Model Dimeric Manganese(IV) Complexes Featuring Terminal Tris-hydroxotetraazaadamantane and Various Bridging Ligands.

A series of model dinuclear manganese(IV) complexes of the general formula [(H3COH)(L')MnIV(µ-L)2MnIV(L')(HOCH3)] is presented. These compounds feature capping 4,6,10-trihydroxo-3,5,7-trimethyl-1,4,6,10-tetraazaadamantane ligands derived from a polydentate oxime compound (L'). The bridging ligands L include azide (1), methoxide (2), and oxalate (3) anions. The magnetic properties and high-field (HF) EPR spectra of 1-3 were studied in detail and revealed varying weak antiferromagnetic coupling and modest zero-field splitting (ZFS) of the local quartet spin sites. Our HF EPR studies provide insight into the dimer ZFS, including determination of the corresponding parameters by giant spin approach for methoxido-bridged complex 2. Furthermore, the physicochemical properties of 1-3 were studied using IR, UV-vis, and electrochemical (cyclic voltammetry) methods. Theoretical exchange coupling constants were obtained using broken-symmetry (BS) density functional theory (DFT). Computational estimates of the local quartet ground spins state ZFSs of 1-3 were obtained using coupled-perturbed (CP) DFT and complete active space self-consistent field (CASSCF) calculations with n-electron valence state perturbation theory (NEVPT2) corrections.

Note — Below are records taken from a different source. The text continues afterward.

PR #2324, opened 2023-01-27
Update to Rails 7

pablobm:
This description has been updated since the PR was first created. The first few comments in the thread reflect the conversation while trying to find a fix to the issue of lingering constants.

---

Administrate was already compatible with Rails 7, but its specs weren't. This PR includes all necessary fixes, including a workaround for a strange Ruby behaviour when undefining constants on Ruby 3.x.

Specifically, `spec/generators/dashboard_generator_spec.rb` creates a number of classes and then attempts to undefine them, but these appear to linger around, affecting results at `spec/generators/routes_generator_spec.rb`. From what I can tell, this affects the specs, but not real world usage.

After trying a few things, I ended up with a bit of a hack: in `spec/generators/dashboard_generator_spec.rb` I define those classes to be children of `TestRecord`. Then the routes generator explicitly filter those out.


pablobm:
@nickcharlton - Not sure what to do about this. I'm considering skipping the offending example under Ruby 3.x. Thoughts?

nickcharlton:
Hmm, interesting. On `spec/generators/routes_generator_spec.rb:123`, it does pass locally with Ruby 3.2. It looks like the failure is because the routes file contains `foos#index` but not `customers#index`, have we made any changes that might make that to be the case?

pablobm:
The specs do pass individually. The problem is running them all together, particularly when `spec/generators/dashboard_generator_spec.rb` runs before `spec/generators/routes_generator_spec.rb`.

1. The first one generates temporary models and dashboards, like `Foo` and `FooDashboard` at https://github.com/thoughtbot/administrate/blob/main/spec/generators/dashboard_generator_spec.rb#L28
2. These temporary classes are theoretically cleaned up in `ensure` blocks at the end of each example: https://github.com/thoughtbot/administrate/blob/main/spec/generators/dashboard_generator_spec.rb#L60
3. However they are still around when the spec for the routes generator runs, and they are returned by `ActiveRecord::Base.descendants` at https://github.com/thoughtbot/administrate/blob/main/lib/generators/administrate/routes/routes_generator.rb#L74.
4. These "zombie" models make the route generator think that those are models that need routes, creating them when they shouldn't exist.

pablobm:
No idea at the moment. I tried running a bisect through Rails's commit history, but there is a large section around 7.0.0.alpha (or something like that) where specs fail for different reasons (bug in Rails at the time, from what I gather). I may give it another whirl this week, but I'm going to timebox it as I don't want to spend too much longer on this.

pablobm:
I had another look. The other error that I mention appears for the first time with this Rails commit: https://github.com/rails/rails/commit/cb82f5f0a438c7be64ca1c0633556f6a535138b6 This is too esoteric for me, but it does sound related to our issue.

I've been playing with it a bit at https://github.com/thoughtbot/administrate/compare/main...pablobm:administrate:rails70-bisect. I may give it another go, but this is well beyond my expertise.

pablobm:
I appear to have found a fix for the issue of lingering constants (see PR description), so I have marked the PR as ready to review.

littleforest (approved):
🎉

We found that the CP DFT calculations which used the B3LYP functional and models derived experimental structures performed best in reproducing both the magnitude and the sign of the experimental D values. Moreover, our computational investigation of 1-3 suggests that we observe metals sites which have an increased +3 character and are supported by redox noninnocent 4,6,10-trihydroxo-3,5,7-trimethyl-1,4,6,10-tetraazaadamantane ligands. The latter conclusion is further corroborated by the observation that the free ligand can be readily oxidized to yield a NO-based radical.